Imhotep, the Father of Medicine, Architect…

 Posted by Picasa Imhotep has been described as one of the most fascinating people of the ancient world. Considered a genius, he rose from the ranks of the none royals of Kemet (Egypt) to become even more recognized than the pharaohs he served.

Called the Father of Medicine, Imhotep outlined more than ninety anatomical terms and forty-eight injuries in a papyrus he wrote, known today as the Edwin Smith Papyrus.
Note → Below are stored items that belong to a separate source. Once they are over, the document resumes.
Issue #2554, opened 2018-08-06
vNext Task - Boundary visualization profile should have configurable default "show" options


davidkline-ms:
## Overview
Current boundary profile auto-creates and displays the floor and play area. Not all apps want these created by default.

## Requires
Add show options to profile
Manager needs to read and respect at startup

## Acceptance criteria
- [x] Can suppress creation of default visualizations
- [x] When turned on later, the objects are created

Issue #2552, opened 2018-08-06
vNext Task: Handle floor / boundary z-fighting better


davidkline-ms:
## Overview
Alpha ships with a small fudge factor to keep the play area quad from fighting with the floor plane. There are better ways to handle this (configurable offsets, render order). Beta should handle this better with fewer "magic numbers" baked into the code.

## Requires
Implementing the chosen solution
Testing with multiple boundary visualization combinations

## Acceptance criteria
- [ ] No z-fighting with the floor and any other boundary visualizations

Issue #2544, opened 2018-08-02
vNext Task Add visualization options for tracked area


davidkline-ms:
## Overview
Alpha has (will have) visualization for the floor and for the rectangular play area. Some experiences may wish to visualize the raw tracked area, including to the height configured in the MRConfigurationProfile.

We should provide a simple solution for:
- tracked area outline
- tracked area "walls"

## Requirements
Create visualization script
Update BoundaryVisualizationProfile to add new asset (material, line style, etc) configuration

## Acceptance criteria
- [ ] Can successfully show / hide tracked area border as an outline
- [ ] Can successfully show / hide tracked area "walls" at the configured height

PR #2583, opened 2018-08-11
Boundary system updates and fixes

davidkline-ms:
Overview
---
Boundary system updates and fixes

Changes
---
- [x] Replace quad with a cube for floor
- [x] Specify floor dimensions using a Vector2 instead of a Vector3
- [x] Add default render options for boundary components (ex: floor, play area) to the profile
- [x] Implement display of tracked area
- [x] Implement display of boundary walls
- [x] Implement display of boundary ceiling (at BoundaryHeight above floor)
- [x] Make boundary visualizations (*except the floor*) follow user when teleporting
    - [x] Play Area
    - [x] Tracked Area
    - [x] Walls
    - [x] Ceiling
- [x] Update Boundary Visualization Demo
   - [x] Teleport markers with user
   - [x] Add toggles for tracked area, walls and ceiling

Tasks
---
- Fixes: #2544 
- Fixes: #2552 
- Fixes: #2554 
- Fixes: #2565


StephenHodgson:
>  Make boundary visualizations (except the floor) follow user when teleporting

Sounds like you could just parent them to the body and call it a day, correct?

davidkline-ms:
> Sounds like you could just parent them to the body and call it a day, correct?

I was thinking parenting was part of the solution. My concern with parenting to the Body is that they may move when the user walks vs teleports, which would not be desired.  I will definitely investigate.

Thx!

SimonDarksideJ:
> My concern with parenting to the Body is that they may move when the user walks vs teleports, which would not be desired

Agreed, the boundary shouldn't move when the user walks, only when they teleport.
So the boundary should listen for the teleport events and then reposition.  

Could possibly attach it to the MRManager object, as it is just a "Manager" ?

StephenHodgson:
> Could possibly attach it to the MRManager object, as it is just a "Manager" ?

I don't think we should be attaching anything to the MR Manager GameObject.  People got pretty upset in the last version that things didn't get destroyed. Anything on this object will persist between scenes.

davidkline-ms:
Ready for review. Thanks!

Assets/MixedRealityToolkit/_Core/Definitions/BoundarySystem/MixedRealityBoundaryVisualizationProfile.cs
```diff
@@ -27,20 +83,45 @@ public class MixedRealityBoundaryVisualizationProfile : ScriptableObject
...
+
+        [SerializeField]
+        private Material boundaryCeilingMaterial = null;
+
+        /// <summary>
+        /// The material to use for displaying the boundary ceiling.
+        /// </summary>
+        public Material BoundaryCeilingMaterial => boundaryCeilingMaterial;
+
+        #region Boundary ceiling settings
```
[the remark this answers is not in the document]
davidkline-ms: yep.  thanks!

Assets/MixedRealityToolkit-Examples/Demos/Boundary/Scripts/BoundaryVisualizationDemo.cs
```diff
@@ -27,10 +29,27 @@ public class BoundaryVisualizationDemo : MonoBehaviour, IMixedRealityBoundaryHan
...
+        private bool showBoundaryWalls = true;
+
+        [SerializeField]
+        private bool showBoundaryCeiling = true;
+
         #region MonoBehaviour Implementation
 
+        private void Awake()
+        {
+            markerParent = new GameObject();
```
StephenHodgson: Why not just put this in the scene since it's for the demo?

Assets/MixedRealityToolkit-Examples/Demos/Boundary/Scripts/BoundaryVisualizationDemo.cs
```diff
@@ -128,7 +150,7 @@ private void AddMarkers()
                     {
                         GameObject marker = GameObject.CreatePrimitive(PrimitiveType.Sphere);
                         marker.name = "Boundary Demo Marker";
-                        marker.transform.SetParent(transform);
+                        marker.transform.parent = markerParent.transform;
```
StephenHodgson: I wonder that the difference is here...

Assets/MixedRealityToolkit-SDK/Features/Boundary/System/MixedRealityBoundarySystem.cs
```diff
@@ -38,14 +38,22 @@ private void InitializeInternal()
         {
             boundaryEventData = new BoundaryEventData(EventSystem.current);
 
-            Scale = MixedRealityManager.Instance.ActiveProfile.TargetExperienceScale;
+            boundaryVisualizationParent = new GameObject("Boundary System");
```
StephenHodgson: `Boundary System Visualization`?

StephenHodgson: I think leaving off the last part is a bit misleading, and might have devs looking for a boundary system component on it, when most likely none will exist.

Assets/MixedRealityToolkit-Examples/Demos/Boundary/Scripts/BoundaryVisualizationDemo.cs
davidkline-ms: parenting this way for teleportation support.

Assets/MixedRealityToolkit-Examples/Demos/Boundary/Scripts/BoundaryVisualizationDemo.cs
davidkline-ms: unity says SetParent is obsolete.

Assets/MixedRealityToolkit-SDK/Features/Boundary/System/MixedRealityBoundarySystem.cs
```diff
@@ -178,26 +256,36 @@ public int GetHashCode(object obj)
...
+
+        /// <summary>
+        /// Parent <see cref="GameObject"/> which will encapsulate all of the teleportable boundary visualizations.
+        /// </summary>
+        private GameObject boundaryVisualizationParent;
+
+        /// <summary>
+        /// Layer used to tell the (non-floor) boundary objects to not accept raycasts
+        /// </summary>
+        private readonly int ignoreRaycastLayer = LayerMask.NameToLayer("Ignore Raycast");
```
StephenHodgson: if we know the layer index, why not just assign it here since it's private? 

```
/// <summary>
/// Layer used to tell the (non-floor) boundary objects to not accept raycasts
/// </summary>
/// <remarks>
/// Default is Ignore Raycast layer.
/// </remarks>
 private readonly int ignoreRaycastLayer = 2; 
```

Assets/MixedRealityToolkit-SDK/Features/Boundary/System/MixedRealityBoundarySystem.cs
```diff
@@ -269,15 +280,30 @@ public int GetHashCode(object obj)
...
-        private GameObject boundaryVisualizationParent;
+        private GameObject BoundaryVisualizationParent => boundaryVisualizationParent ?? (boundaryVisualizationParent = CreateBoundaryVisualizationParent());
+
+        private int ignoreRaycastLayerValue = -1;
 
         /// <summary>
         /// Layer used to tell the (non-floor) boundary objects to not accept raycasts
         /// </summary>
-        private readonly int ignoreRaycastLayer = LayerMask.NameToLayer("Ignore Raycast");
+        private int IgnoreRaycastLayerValue
```
StephenHodgson: wondering if this should be a `LayerMask` instead of an `int`

Assets/MixedRealityToolkit-SDK/Features/Boundary/System/MixedRealityBoundarySystem.cs
```diff
@@ -182,12 +179,26 @@ public override void Destroy()
...
 
+        /// <summary>
+        /// Creates the parent for boundary visualization objects that need to teleport with the user.
+        /// </summary>
+        /// <returns>
+        /// The <see cref="GameObject"/> to which boundary visualizations will be parented.
+        /// </returns>
+        private GameObject CreateBoundaryVisualizationParent()
+        {
+            GameObject visualizationParent = new GameObject("Boundary System");
```
StephenHodgson: `Boundary System Visualization`?

I think leaving off the last part is a bit misleading, and might have devs looking for a boundary system component on it, when most likely none will exist.

davidkline-ms: makes sense... i'll update it

Assets/MixedRealityToolkit-SDK/Features/Boundary/System/MixedRealityBoundarySystem.cs
davidkline-ms: setting the layer on a GameObject needs the value, not the mask.

davidkline-ms: understood. I needed to set the mask of the boundary system visualizations so that they would not interfere with the cursor / teleporting. at least it's a one time lookup.

StephenHodgson: Do we want this to be configurable, like with focus?

image

davidkline-ms: I don't believe so. The boundary visualizations should behave "transparently", meaning that they should not interfere with cursors or other objects in the scene (like the auto-boundary in the shell)

davidkline-ms: Future proofing, in case the layer ever changes.

StephenHodgson: I seriously doubt that, but then we could just change it, if it ever does change.

davidkline-ms: This is a one time cost that ensures that we do not have to update.

davidkline-ms: Defensive coding :)

StephenHodgson: But at the cost of runtime perf.  Idk, I think in this case perf > once in a lifetime event

davidkline-ms: how does this hurt perf when it is a "done once" task?

davidkline-ms: we may be over-indexing a little on perf when we are discussing startup / one time lookups

StephenHodgson: It has a cumulative impact, death by a thousand cuts.

keveleigh: In this case, death by...one cut?

davidkline-ms: I worry about how hard it would be to find these types of bugs if Unity opts to change but sure...

StephenHodgson:
Is everything supposed to be all pink?

StephenHodgson:
Also, I noticed that the floor doesn't seem to move with you when you teleport. Is this intended?

If we're making the ceiling and boundaries stationary to the user, shouldn't we do the same for the floor?

davidkline-ms:
>Is everything supposed to be all pink?
Could we update the boundary wall and ceiling materials to be transparent blue or cyan?

Sounds like your profile does not have materials configured. the one in the PR *should* have  been setup.

davidkline-ms:
>Also, I noticed that the floor doesn't seem to move with you when you teleport. Is this intended?
If we're making the ceiling and boundaries stationary to the user, shouldn't we do the same for the floor?

That was by design as the floor is likely to define the *experience's* bounds, rather than the physical boundary.

StephenHodgson:
@davidkline-ms I noted that the inscribed rectange struct is located in _Core.Definitions.Utilities, but should probably live in _Core.Definitions.BoundarySystem.

Could you add that to this PR?

davidkline-ms:
>@davidkline-ms I noted that the InscribedRectangle and Edge structs are located in _Core.Definitions.Utilities, but should probably live in _Core.Definitions.BoundarySystem.
Same with ExperienceScale enum
Could you add that to this PR?

I am open to moving Edge and InscribedRectangle as they are (currently) most affinitized to the Boundary System. 

ExperienceScale is going to be used in a broader sense (Boundaries are merely the first component to use it).  I want to leave that one in Utilties.

StephenHodgson:
Sounds good.

davidkline-ms:
Edge and InscribedRectangle moved and namespaces updated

Historians tell us that Imhotep "diagnosed and treated over 200 diseases, i.e., 15 diseases of the abdomen, 11 of the bladder, 10 of the rectum, 29 of the eyes, and 18 of the skin, hair, nails and tongue. Imhotep treated tuberculosis, gallstones, appendicitis, gout and arthritis. He also performed surgery and practiced some dentistry. Imhotep extracted medicine from plants. He also knew the position and function of the vital organs and circulation of the blood system."

In later centuries, he was revered by the Greeks as Asclepius, the god of medicine. And it is believed that he initiated a school of medicine in Memphis, which was noted for over two-thousand years as a place of learning in the ancient world. Today, the serpent and staff symbol of the American Medical Association is derived from traditions surrounding Asclepius.

Also an architect and statesman, Imhotep is attributed with constructing the first pyramid of Egypt, the Step Pyramid, in honor of Pharaoh Djoser, at Saqqara. It still stands today and has been called one of the outstanding engineering feats of the ancient world.